Film at Lincoln Center’s Annual Gala began in 1972 and honored Charlie Chaplin,
who returned to the U.S. from exile to accept the commendation. Since then, the
award has been renamed for Chaplin, and has honored many of the film industry’s
most notable talents. The Chaplin Award Gala is Film at Lincoln Center’s most
significant fundraising event, helping to support the organization’s ongoing work to
enhance the awareness, accessibility, and understanding of the art of cinema.

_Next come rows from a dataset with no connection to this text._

PR #10722, opened 2021-02-04
Apiserver nodes

olemarkus:
This PR introduces an additional node role that only runs kube-apiserver.
The control plane nodes still run kube-apiserver for bootstrapping the cluster and get dns-controller running. Then the additional api-servers join the cluster at the same time as worker nodes.

In order to distinguish API vs etcd clusters, new etcd cluster-specific DNS entries are created and used by apiserver nodes.

Current implementation grants apiserver nodes access to S3 to self-provision certs. Technically kube-controller could provision these certs, but that would require changes to kube-controller so it only provisions kube-apiserver certs to apiserver role.

Apiservers also reuse the master SG, but should really have a tighter dedicated SG at some point.

Future improvements could be being able to attach ASG scaling policies to it so these ASG scales with load.


seh:
> Future improvements could be being able to attach ASG scaling policies to it so these ASG scales with load.

I've done this in the past based on CloudWatch metrics for CPU utilization. It was hard to get it right, given the many-minute delay in new machines starting up and being ready to serve. I found that often the CPU usage among the three or more API servers was inconsistent; one of them may be much more busy than the rest. I had been using the average utilization across the machines in the ASGs.

Also, though I may have been doing something incorrectly, I recall that setting the CPU usage threshold correctly in CloudWatch required me to know how many CPUs were available on these machines. It wasn't possible to express something like "60% of the available CPUs" so that the rules would work irrespective of the machine type.

If I recall correctly, the policy worked something like this:
- If the average CPU utilization was between 25% and 40%, increase the ASG size by 33%.
- If the average CPU utilization was 40% or higher, increase the ASG size by 50%.
- If the average CPU utilization was 10% or lower for 20 minutes, decrease the ASG size by one.

olemarkus:
> > Future improvements could be being able to attach ASG scaling policies to it so these ASG scales with load.
> 
> I've done this in the past based on CloudWatch metrics for CPU utilization. It was hard to get it right, given the many-minute delay in new machines starting up and being ready to serve. I found that often the CPU usage among the three or more API servers was inconsistent; one of them may be much more busy than the rest. I had been using the average utilization across the machines in the ASGs.
> 
> Also, though I may have been doing something incorrectly, I recall that setting the CPU usage threshold correctly in CloudWatch required me to know how many CPUs were available on these machines. It wasn't possible to express something like "60% of the available CPUs" so that the rules would work irrespective of the machine type.
> 

Yeah, so where I work we never used ASG policies at all, but wrote our own custom controller that watch various sources (in our case, is there an upcoming game in an important league etc) or prometheus. 

Since we have metrics-server as an addon, we could let kops-controller just watch the metrics API (or scrape prom metrics such as API  and set the desired flag.

Either way, that is for a follow-up :)

cmd/kops/rollingupdatecluster.go
```diff
@@ -189,7 +189,7 @@ func NewCmdRollingUpdateCluster(f *util.Factory, out io.Writer) *cobra.Command {
 	cmd.Flags().DurationVar(&options.PostDrainDelay, "post-drain-delay", options.PostDrainDelay, "Time to wait after draining each node")
 	cmd.Flags().BoolVarP(&options.Interactive, "interactive", "i", options.Interactive, "Prompt to continue after each instance is updated")
 	cmd.Flags().StringSliceVar(&options.InstanceGroups, "instance-group", options.InstanceGroups, "List of instance groups to update (defaults to all if not specified)")
-	cmd.Flags().StringSliceVar(&options.InstanceGroupRoles, "instance-group-roles", options.InstanceGroupRoles, "If specified, only instance groups of the specified role will be updated (e.g. Master,Node,Bastion)")
+	cmd.Flags().StringSliceVar(&options.InstanceGroupRoles, "instance-group-roles", options.InstanceGroupRoles, "If specified, only instance groups of the specified role will be updated (e.g. Master,Node,Bastion,Apiserver)")
```
seh, line 192: Consider capitalizing the new one differently:
```suggestion
	cmd.Flags().StringSliceVar(&options.InstanceGroupRoles, "instance-group-roles", options.InstanceGroupRoles, "If specified, only instance groups of the specified role will be updated (e.g. Master,Node,Bastion,APIServer)")
```
I suppose this is predicated on whether we think that the term is "apiserver" (as occurs sometimes in Kubernetes code, but not often in documentation) or "API Server." I favor the latter.

docs/cli/kops_create_instancegroup.md
```diff
@@ -36,7 +36,7 @@ kops create instancegroup [flags]
       --edit             If true, an editor will be opened to edit default values. (default true)
   -h, --help             help for instancegroup
   -o, --output string    Output format. One of json|yaml
-      --role string      Type of instance group to create (Node,Master,Bastion) (default "Node")
+      --role string      Type of instance group to create (Node,Master,Apiserver,Bastion) (default "Node")
```
seh, line 39: Consider capitalizing the new one differently:
```suggestion
      --role string      Type of instance group to create (Node,Master,APIServer,Bastion) (default "Node")
```

docs/cli/kops_rolling-update_cluster.md
```diff
@@ -75,7 +75,7 @@ kops rolling-update cluster [flags]
       --force                          Force rolling update, even if no changes
   -h, --help                           help for cluster
       --instance-group strings         List of instance groups to update (defaults to all if not specified)
-      --instance-group-roles strings   If specified, only instance groups of the specified role will be updated (e.g. Master,Node,Bastion)
+      --instance-group-roles strings   If specified, only instance groups of the specified role will be updated (e.g. Master,Node,Bastion,Apiserver)
```
seh, line 78: Consider capitalizing the new one differently:
```suggestion
      --instance-group-roles strings   If specified, only instance groups of the specified role will be updated (e.g. Master,Node,Bastion,APIServer)
```

cmd/kops/rollingupdatecluster.go
seh: Are these roles ordered from most to least likely to be pertinent here? I see that the order differs here, in _kops_create_instancegroup.md_, and in _kops_rolling-update_cluster.md_.

docs/cli/kops_create_instancegroup.md
seh: This one's role order is the odd one compared to those above and below.

nodeup/pkg/model/context.go
```diff
@@ -57,6 +57,9 @@ type NodeupModelContext struct {
 	// IsMaster is true if the InstanceGroup has a role of master (populated by Init)
 	IsMaster bool
 
+	// HasAPIServer is true if the InstanceGroup has a role of master or apiserver (pupulated by Init)
```
seh, line 60:
```suggestion
	// HasAPIServer is true if the InstanceGroup's machines run the Kubernetes API Server, having a role of either master or apiserver (populated by Init)
```

nodeup/pkg/model/kube_apiserver.go
```diff
@@ -316,19 +316,30 @@ func (b *KubeAPIServerBuilder) buildPod() (*v1.Pod, error) {
...
 
+	var mainCluster, eventsCluster string
+	if b.IsMaster {
+		mainCluster = "https://127.0.0.1:4001"
+		eventsCluster = "https://127.0.0.1:4002"
+	} else {
+		host := b.Cluster.ObjectMeta.Name
+		mainCluster = "https://main.etcd." + host + ":4001"
+		eventsCluster = "https://events.etcd." + host + ":4002"
+
```
seh, line 327: Remove blank line.

nodeup/pkg/model/kube_apiserver.go
```diff
@@ -316,19 +316,30 @@ func (b *KubeAPIServerBuilder) buildPod() (*v1.Pod, error) {
 		}
 	}
 
+	var mainCluster, eventsCluster string
```
seh, line 319: Consider renaming these to `mainEtcdCluster` and `eventsEtcdCluster` for clarifying which kind of cluster we mean.

nodeup/pkg/model/kubelet.go
```diff
@@ -490,6 +491,10 @@ func (b *KubeletBuilder) buildKubeletConfigSpec() (*kops.KubeletConfigSpec, erro
 			// (Even though the value is empty, we still expect <Key>=<Value>:<Effect>)
 			c.Taints = append(c.Taints, nodelabels.RoleLabelMaster16+"=:"+string(v1.TaintEffectNoSchedule))
 		}
+		if len(c.Taints) == 0 && isAPIServer {
+			// (Even though the value is empty, we still expect <Key>=<Value>:<Effect>)
+			c.Taints = append(c.Taints, nodelabels.RoleLabelAPIServer16+"=:"+string(v1.TaintEffectNoSchedule))
```
seh, line 496: What does the "16" suffix mean here and above on line 492?

nodeup/pkg/model/secrets.go
```diff
@@ -70,7 +70,7 @@ func (b *SecretBuilder) Build(c *fi.ModelBuilderContext) error {
 	}
 
 	// if we are not a master we can stop here
```
seh, line 72:
```suggestion
	// If we do not run the Kubernetes API server we can stop here.
```

pkg/apis/kops/instancegroup.go
```diff
@@ -59,12 +58,15 @@ const (
 	InstanceGroupRoleNode InstanceGroupRole = "Node"
 	// InstanceGroupRoleBastion is a bastion role
 	InstanceGroupRoleBastion InstanceGroupRole = "Bastion"
+	// InstanceGroupRoleAPIServer is an API server role
+	InstanceGroupRoleAPIServer InstanceGroupRole = "Apiserver"
```
seh, line 62: Consider capitalizing the new one differently:
```suggestion
	InstanceGroupRoleAPIServer InstanceGroupRole = "APIServer"
```

pkg/apis/kops/instancegroup.go
```diff
@@ -278,27 +280,32 @@ func (g *InstanceGroup) IsMaster() bool {
...
 		return true
-	case InstanceGroupRoleNode:
-		return false
-	case InstanceGroupRoleBastion:
+	default:
 		return false
+	}
+}
+
+// IsAPIServerOnly checks if instanceGroup only runs the API Server
```
seh, line 288:
```suggestion
// IsAPIServerOnly checks if instanceGroup runs only the API Server
```

pkg/apis/kops/util/labels.go
```diff
@@ -25,9 +25,15 @@ func GetNodeRole(node *v1.Node) string {
 	if _, ok := node.Labels["node-role.kubernetes.io/master"]; ok {
 		return "master"
 	}
+	if _, ok := node.Labels["node-role.kubernetes.io/control-plane"]; ok {
+		return "control-plane"
+	}
 	if _, ok := node.Labels["node-role.kubernetes.io/node"]; ok {
 		return "node"
 	}
+	if _, ok := node.Labels["node-role.kubernetes.io/api-server"]; ok {
```
seh, line 34: This one is hard to settle. The API Server is part of the control plane, but here we're projecting to only a single role, so even though a node could be labeled with both, we can only take the first one that matches.

pkg/instancegroups/rollingupdate.go
```diff
@@ -160,6 +163,21 @@ func (c *RollingUpdateCluster) RollingUpdate(groups map[string]*cloudinstances.C
 		}
 	}
 
+	// Upgrade API servers
+	{
+		for k := range apiServerGroups {
+			results[k] = fmt.Errorf("function panic nodes")
```
seh, line 169:
```suggestion
			results[k] = errors.New("function panic nodes")
```
That error message is confusing.

pkg/model/iam/iam_builder.go
```diff
@@ -235,6 +235,54 @@ func (b *PolicyBuilder) BuildAWSPolicy() (*Policy, error) {
 	return p, nil
 }
 
+// BuildAWSPolicy generates a custom policy for a Kubernetes master.
```
seh, line 238:
```suggestion
// BuildAWSPolicy generates a custom policy for a machine running the Kubernetes API Server.
```

pkg/model/iam/subject.go
```diff
@@ -68,13 +77,13 @@ func BuildNodeRoleSubject(igRole kops.InstanceGroupRole) (Subject, error) {
 	switch igRole {
 	case kops.InstanceGroupRoleMaster:
 		return &NodeRoleMaster{}, nil
-
+	case kops.InstanceGroupRoleAPIServer:
+		return &NodeRoleAPIServer{}, nil
 	case kops.InstanceGroupRoleNode:
 		return &NodeRoleNode{}, nil
```
seh, line 84: Consider removing this blank line.

pkg/model/names.go
```diff
@@ -36,7 +36,7 @@ func (b *KopsModelContext) SecurityGroupName(role kops.InstanceGroupRole) string
 		return "bastion." + b.ClusterName()
 	case kops.InstanceGroupRoleNode:
 		return "nodes." + b.ClusterName()
-	case kops.InstanceGroupRoleMaster:
+	case kops.InstanceGroupRoleMaster, kops.InstanceGroupRoleAPIServer:
 		return "masters." + b.ClusterName()
```
seh, line 40: This is an interesting move. We could introduce another security group for API servers, and attach it to both control plane machines and API server-only machines, though at the moment I can't think of firewall rules that the former require separately from the latter.

pkg/model/names.go
```diff
@@ -136,6 +138,8 @@ func (b *KopsModelContext) IAMName(role kops.InstanceGroupRole) string {
 	switch role {
 	case kops.InstanceGroupRoleMaster:
 		return "masters." + b.ClusterName()
+	case kops.InstanceGroupRoleAPIServer:
+		return "apiserver." + b.ClusterName()
```
seh, line 142: Should that be "apiservers" (pluralized) to align with the rest of the role names here?

pkg/validation/validate_cluster.go
```diff
@@ -364,6 +364,18 @@ func (v *ValidationCluster) validateNodes(cloudGroups map[string]*cloudinstances
 				}
 
 				v.Nodes = append(v.Nodes, n)
+			} else if n.Role == "apiserver" {
+				if !ready {
+					v.addError(&ValidationError{
+						Kind:          "Apiserver",
```
seh, line 370:
```suggestion
						Kind:          "APIServer",
```

pkg/validation/validate_cluster.go
```diff
@@ -364,6 +364,18 @@ func (v *ValidationCluster) validateNodes(cloudGroups map[string]*cloudinstances
...
+						Name:          node.Name,
+						Message:       fmt.Sprintf("apiserver %q is not ready", node.Name),
```
seh, line 372: Maybe:
```suggestion
						Message:       fmt.Sprintf("API Server %q is not ready", node.Name),
```

seh (commented):
I offered some copyediting suggestions, and asked a few clarifying questions.

It's easier to consider the things that you did change than to recognize something else missed here that also needs to change. What about validating that cluster includes at least one "master" or "control-plane" _InstanceGroup_, as opposed to having only "api-server" _InstanceGroups_?

pkg/model/names.go
rifelpet: The masters security group allows inbound etcd traffic which wouldn't be applicable on apiserver hosts. I believe it is exposed in a wider range than just the etcd ports themselves, so it could potentially impact other use cases. We also allow all traffic between control plane hosts which isn't applicable for dedicated apiserver hosts.

while it would add complexity to this PR (or a followup), given the pain of revoking security group rules down the road I think it would be best to create a dedicated apiserver security group now (or in a followup).

pkg/validation/validate_cluster.go
olemarkus: Unfortunately, `kops rolling-update cluster --instance-group-role <role>` title-case the input. so the consistent user-facing name need to be `Apiserver`

pkg/model/names.go
olemarkus: This was a short-cut, I must admit.

Right now, I am thinking
1.  merge this
2. create an e2e test that verifies this is working
3. tighten the rules

3 definitely need to happen before beta or we need to featureflag this. I should have plenty of time to fix this before beta though.

nodeup/pkg/model/kubelet.go
olemarkus: Added as of kops/k8s 1.16

pkg/apis/kops/util/labels.go
olemarkus: This is the crux I think.
Should we add this role also to the "main" CP nodes? They would then now have three roles. four if they are spots.

Curious what other k8s implementations do here.

pkg/instancegroups/rollingupdate.go
olemarkus: Error is copypasted from the other roles

pkg/apis/kops/util/labels.go
seh: I think we should, as this style of annotation deliberately accommodates any number of roles per node. It would be possible to have a machine run, say, the controller manager and scheduler, and _not_ run the API server, so these multiple roles occurring together make sense to clarify what's running there.

pkg/apis/kops/validation/instancegroup_test.go
```diff
@@ -300,3 +300,69 @@ func TestIGCloudLabelIsIGName(t *testing.T) {
...
 }
+
+func TestValidInstanceGroup(t *testing.T) {
+	grid := []struct {
+		IG             *kops.InstanceGroup
+		ExpectedErrors int
+		Description    string
+	}{
+		{
+
```
seh, line 311: Remove blank line.

seh (approved):
My remaining suggestions are minimal.

I think we need to figure out the security group thing before going too much further.

pkg/apis/kops/util/labels.go
olemarkus: Well. _This_ particular part of the code doesn't really deal with multiple roles. It is just used by some funny parts of `dns-controller`

olemarkus:
I don't think SG is too hard. It is basically node + the external access stuff + etcd client ports.
But preferably that comes later.

olemarkus:
This is as much as makes sense for a single PR I think.

I will have a look at SGs soon, but as we'll go from 2^2 to 3^2 SG relationships I want to take the opportunity to refactor those builders a bit.

nodeup/pkg/model/kube_apiserver.go
```diff
@@ -316,19 +316,29 @@ func (b *KubeAPIServerBuilder) buildPod() (*v1.Pod, error) {
...
 	}
 
+	var mainEtcdCluster, eventsEtcdCluster string
+	if b.IsMaster {
+		mainEtcdCluster = "https://127.0.0.1:4001"
+		eventsEtcdCluster = "https://127.0.0.1:4002"
+	} else {
+		host := b.Cluster.ObjectMeta.Name
+		mainEtcdCluster = "https://main.etcd." + host + ":4001"
+		eventsEtcdCluster = "https://events.etcd." + host + ":4002"
```
rifelpet, line 326: I'm wondering if these should use `b.Cluster.Spec.MasterPublicName` or `b.Cluster.Spec.MasterInternalName` instead of `b.Cluster.ObjectMeta.Name`

pkg/model/components/etcdmanager/model.go
```diff
@@ -258,7 +258,7 @@ func (b *EtcdManagerBuilder) buildPod(etcdCluster kops.EtcdClusterSpec) (*v1.Pod
 
 	etcdInsecure := !b.UseEtcdTLS()
 
-	clientHost := "__name__"
+	clientHost := etcdCluster.Name + ".etcd." + b.ClusterName()
```
rifelpet, line 261: same as above, consider using MasterPublicName or MasterInternalName API field here?

nodeup/pkg/model/kube_apiserver.go
olemarkus: so `main.etcd.api.test.example.com`?
If they do not directly relate to api nodes (and in the future, may not even run api servers), does that make sense?

rifelpet: hm you're right, having `api` in there doesn't make sense. Maybe down the road we expose a third control plane name field in the clusterspec. If users are wanting to override the default master name fields, they'll likely want to override these etcd names as well.

pkg/model/iam/iam_builder.go
```diff
@@ -235,6 +235,54 @@ func (b *PolicyBuilder) BuildAWSPolicy() (*Policy, error) {
...
+func (r *NodeRoleAPIServer) BuildAWSPolicy(b *PolicyBuilder) (*Policy, error) {
+	resource := createResource(b)
```
justinsb, line 240: Can we extract a common "control plane" method which both NodeRoleMaster and NodeRoleAPIServer call into (likely passing their role)?  Otherwise there's a lot of duplication here.

pkg/nodelabels/builder.go
```diff
@@ -22,13 +22,15 @@ import (
...
+	RoleLabelName15           = "kubernetes.io/role"
+	RoleLabelName16           = "kubernetes.io/role"
+	RoleMasterLabelValue15    = "master"
+	RoleAPIServerLabelValue15 = "api-server"
+	RoleNodeLabelValue15      = "node"
 
-	RoleLabelMaster16 = "node-role.kubernetes.io/master"
-	RoleLabelNode16   = "node-role.kubernetes.io/node"
+	RoleLabelMaster16    = "node-role.kubernetes.io/master"
+	RoleLabelAPIServer16 = "node-role.kubernetes.io/api-server"
```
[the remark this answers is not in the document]
justinsb: If we're in doubt, we could just label with "control-plane" and add labels in future so we can easily distinguish etcd and non-etcd.  It's much easier to add later than it is to take away something once we've shipped it.

justinsb:
I really like this.  I think the biggest uncertainty I had was around node labels & taints.  I *suggest* that unless we are sure, we should continue to label these with the same labels / taints / AWS tags that we give to masters today (moving towards the preferred `control-plane` terminology).  We can always add additional labels in future, we can't ever take them away.

One thing I really wasn't sure about was whether we intended for these to run e.g. kube-scheduler and kube-controller-manager - and other controllers as they exist.  i.e. are these really "apiserver only" nodes, or are these "not etcd" nodes?

nodeup/pkg/model/kube_apiserver.go
olemarkus: I think there were someone wanting this field also for the newly-introduced kops-controller DNS. I can try to use the same approach as we did there (which was replace "api" with "kops-controller", I believe).

The introduction of the suffix field can be done in a follow-up.

pkg/model/components/etcdmanager/model.go
olemarkus: We didn't use `__name__` for the cilium etcd cluster. So this sort of just followed that logic.

nodeup/pkg/model/etcd_manager_tls.go
```diff
@@ -32,7 +32,7 @@ var _ fi.ModelBuilder = &EtcdManagerTLSBuilder{}
 
 // Build is responsible for TLS configuration for etcd-manager
 func (b *EtcdManagerTLSBuilder) Build(ctx *fi.ModelBuilderContext) error {
-	if !b.IsMaster || !b.UseEtcdManager() {
+	if !b.HasAPIServer || !b.UseEtcdManager() {
```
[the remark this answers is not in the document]
olemarkus: Partly right. The etcd CAs doesn't serve much purpose and should be skipped. But we need to get down to `buildKubeAPIServerKeypair` so we have certs we can use to authenticate to etcd.

pkg/nodelabels/builder.go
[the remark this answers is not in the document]
olemarkus: We are inventing these here. I couldn't find anyone else with a similar setup, and also discussed a bit with @rifelpet what they had been using.

I think having the role visible in `kubectl get nodes` is useful, but it is not a must.

More importantly is that APIserver nodes may not have all the IAM privileges that the "full" CP nodes have. So it could break things that use this label as node selector.

pkg/apis/kops/validation/instancegroup.go
```diff
@@ -184,6 +185,10 @@ func CrossValidateInstanceGroup(g *kops.InstanceGroup, cluster *kops.Cluster, cl
 		allErrs = append(allErrs, ValidateMasterInstanceGroup(g, cluster)...)
 	}
 
+	if g.Spec.Role == kops.InstanceGroupRoleAPIServer && kops.CloudProviderID(cluster.Spec.CloudProvider) != kops.CloudProviderAWS {
+		allErrs = append(allErrs, field.Forbidden(field.NewPath("spec", "role"), "Apiserver role only supported on AWS"))
```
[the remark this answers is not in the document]
olemarkus: With this PR, we only modify cloudup tasks for AWS (SGs, IAM etc)

olemarkus:
> One thing I really wasn't sure about was whether we intended for these to run e.g. kube-scheduler and kube-controller-manager - and other controllers as they exist. i.e. are these really "apiserver only" nodes, or are these "not etcd" nodes?

My intention was to only run kube-apiserver on this. I see the value of running etcd on dedicated nodes too as there is still a risk that overloaded apiserver may cause etcd to become slower. The main blocker for that is that etcd-manager relies on dns-controller to provision its DNS. Scheduler and Controller-Manager are leader-elected, so running those on a larger set of nodes doesn't help a lot.

nodeup/pkg/model/kube_apiserver.go
olemarkus: Seems to have remembered incorrectly. kops-controller does `dns.alpha.kubernetes.io/internal: kops-controller.internal.{{ ClusterName }}`

So maybe stick with current, but add support for configurable prefix later?

olemarkus:
All changes that would affect current clusters is now behind feature flag (as proven by passing the `origin/master` golden outputs).

Ready to merge from my side.

docs/cli/kops_rolling-update_cluster.md
```diff
@@ -75,7 +75,7 @@ kops rolling-update cluster [flags]
       --force                          Force rolling update, even if no changes
   -h, --help                           help for cluster
       --instance-group strings         List of instance groups to update (defaults to all if not specified)
-      --instance-group-roles strings   If specified, only instance groups of the specified role will be updated (e.g. Master,Node,Bastion)
+      --instance-group-roles strings   If specified, only instance groups of the specified role will be updated (e.g. Master,Apiserver,Node,Bastion)
```
seh, line 78: Why do we write "Apiserver" for role name for _kops rolling-update cluster_, but write "APIServer" for the role name for _kops create instancegroup_?

docs/cli/kops_create_instancegroup.md
```diff
@@ -36,7 +36,7 @@ kops create instancegroup [flags]
       --edit             If true, an editor will be opened to edit default values. (default true)
   -h, --help             help for instancegroup
   -o, --output string    Output format. One of json|yaml
-      --role string      Type of instance group to create (Node,Master,Bastion) (default "Node")
+      --role string      Type of instance group to create (Master,APIServer,Node,Bastion) (default "Node")
```
seh, line 39: Why do we write "APIServer" for the role name for _kops create instancegroup_, but write "Apiserver" for role name for _kops rolling-update cluster_?

cmd/kops/rollingupdatecluster.go
```diff
@@ -189,7 +188,7 @@ func NewCmdRollingUpdateCluster(f *util.Factory, out io.Writer) *cobra.Command {
 	cmd.Flags().DurationVar(&options.PostDrainDelay, "post-drain-delay", options.PostDrainDelay, "Time to wait after draining each node")
 	cmd.Flags().BoolVarP(&options.Interactive, "interactive", "i", options.Interactive, "Prompt to continue after each instance is updated")
 	cmd.Flags().StringSliceVar(&options.InstanceGroups, "instance-group", options.InstanceGroups, "List of instance groups to update (defaults to all if not specified)")
-	cmd.Flags().StringSliceVar(&options.InstanceGroupRoles, "instance-group-roles", options.InstanceGroupRoles, "If specified, only instance groups of the specified role will be updated (e.g. Master,Node,Bastion)")
+	cmd.Flags().StringSliceVar(&options.InstanceGroupRoles, "instance-group-roles", options.InstanceGroupRoles, "If specified, only instance groups of the specified role will be updated (e.g. Master,Apiserver,Node,Bastion)")
```
seh, line 191: Why do we write "Apiserver" for role name for _kops rolling-update cluster_, but write "APIServer" for the role name for _kops create instancegroup_?

nodeup/pkg/model/etcd_manager_tls.go
```diff
@@ -32,16 +32,25 @@ var _ fi.ModelBuilder = &EtcdManagerTLSBuilder{}
...
+	}
+
 	for _, k := range []string{"main", "events"} {
 		d := "/etc/kubernetes/pki/etcd-manager-" + k
 
 		keys := make(map[string]string)
-		keys["etcd-manager-ca"] = "etcd-manager-ca-" + k
-		keys["etcd-peers-ca"] = "etcd-peers-ca-" + k
+
+		// Only nodes running etcd needs the peers CA
```
seh, line 49:
```suggestion
		// Only nodes running etcd need the peers CA
```

nodeup/pkg/model/etcd_manager_tls.go
```diff
@@ -32,16 +32,25 @@ var _ fi.ModelBuilder = &EtcdManagerTLSBuilder{}
...
+		if b.IsMaster {
+			keys["etcd-manager-ca"] = "etcd-manager-ca-" + k
+			keys["etcd-peers-ca"] = "etcd-peers-ca-" + k
+		}
 		// Because API server can only have a single client-cert, we need to share a client CA
```
seh, line 54:
```suggestion
		// Because API server can only have a single client certificate for etcd, we need to share a client CA
```

pkg/nodelabels/builder_test.go
```diff
@@ -63,7 +63,8 @@ func TestBuildNodeLabels(t *testing.T) {
 			expected: map[string]string{
 				RoleLabelMaster16:       "",
 				RoleLabelControlPlane20: "",
-				RoleLabelName15:         RoleMasterLabelValue15,
+				//RoleLabelAPIServer16:    "",
```
seh, line 66: Did you mean to leave this commented?

seh (approved):
I made a few small suggestions and asked a few questions, but this looks like it's going to work, with some room left for improvement in the future.

cmd/kops/rollingupdatecluster.go
```diff
@@ -176,6 +177,11 @@ func NewCmdRollingUpdateCluster(f *util.Factory, out io.Writer) *cobra.Command {
 		Example: rollingupdateExample,
 	}
 
+	var allRoles []string
```
seh, line 180: Consider:
```suggestion
	allRoles := make([]string, 0, len(kopsapi.AllInstanceGroupRoles))
```

cmd/kops/rollingupdatecluster.go
```diff
@@ -188,7 +194,7 @@ func NewCmdRollingUpdateCluster(f *util.Factory, out io.Writer) *cobra.Command {
 	cmd.Flags().DurationVar(&options.PostDrainDelay, "post-drain-delay", options.PostDrainDelay, "Time to wait after draining each node")
 	cmd.Flags().BoolVarP(&options.Interactive, "interactive", "i", options.Interactive, "Prompt to continue after each instance is updated")
 	cmd.Flags().StringSliceVar(&options.InstanceGroups, "instance-group", options.InstanceGroups, "List of instance groups to update (defaults to all if not specified)")
-	cmd.Flags().StringSliceVar(&options.InstanceGroupRoles, "instance-group-roles", options.InstanceGroupRoles, "If specified, only instance groups of the specified role will be updated (e.g. Master,Apiserver,Node,Bastion)")
+	cmd.Flags().StringSliceVar(&options.InstanceGroupRoles, "instance-group-roles", options.InstanceGroupRoles, "If specified, only instance groups of the specified role will be updated ("+strings.Join(allRoles, ",")+")")
```
seh, line 197: Clever!

seh (approved):

pkg/nodelabels/builder_test.go
olemarkus: Yes. The test runs without APIServerNodes feature flag. Will remove the comment when we remove/enable the ff by defult

pkg/nodelabels/builder.go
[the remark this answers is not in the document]
rifelpet: I recall from office hours this week that we were leaning towards using either `apiserver` or `kube-apiserver` for this label.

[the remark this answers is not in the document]
olemarkus: uh, we went a bit back and forth on that. I think `api-server` was preferred as it matched `control-plane`. And specifically we did not want `kube-apiserver`?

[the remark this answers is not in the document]
justinsb: My thought is that it should either be `kube-apiserver` or `apiserver`, because we should match `kube-apiserver`.  But then we also have `kube-controller-manager` so maybe there is no pattern and we should just go with what we think :-)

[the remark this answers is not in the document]
olemarkus: We are behind a feature flag now, so we can choose one and see how people react.

justinsb:
This LGTM - thanks for the tweaks and the feature flag (which lets us tweak some of the last unsettled points, like `apiserver` vs `api-server`!)

rifelpet:
/retest

we should definitely get an e2e job setup to test this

Film at Lincoln Center kicked off its 50th anniversary with a special gala on April 29,
2019. Reflecting and building upon the organization’s half-century introducing New
York audiences to many of the industry’s most acclaimed and important filmmakers
—including Pedro Almodóvar, Jane Campion, Hou Hsiao-hsien, Spike Lee, Richard
Linklater, Lucrecia Martel, Dee Rees, Steven Spielberg, and Agnès Varda, to name
but a few—the 50th Anniversary Gala honored Film at Lincoln Center’s legendary
past and vibrant present, and look ahead as we extend our commitment to the film
community.

The Chaplin Award Gala will return in 2021 and we honour Andrjez Wajda, who has
left an indelible mark on filmmaking and television.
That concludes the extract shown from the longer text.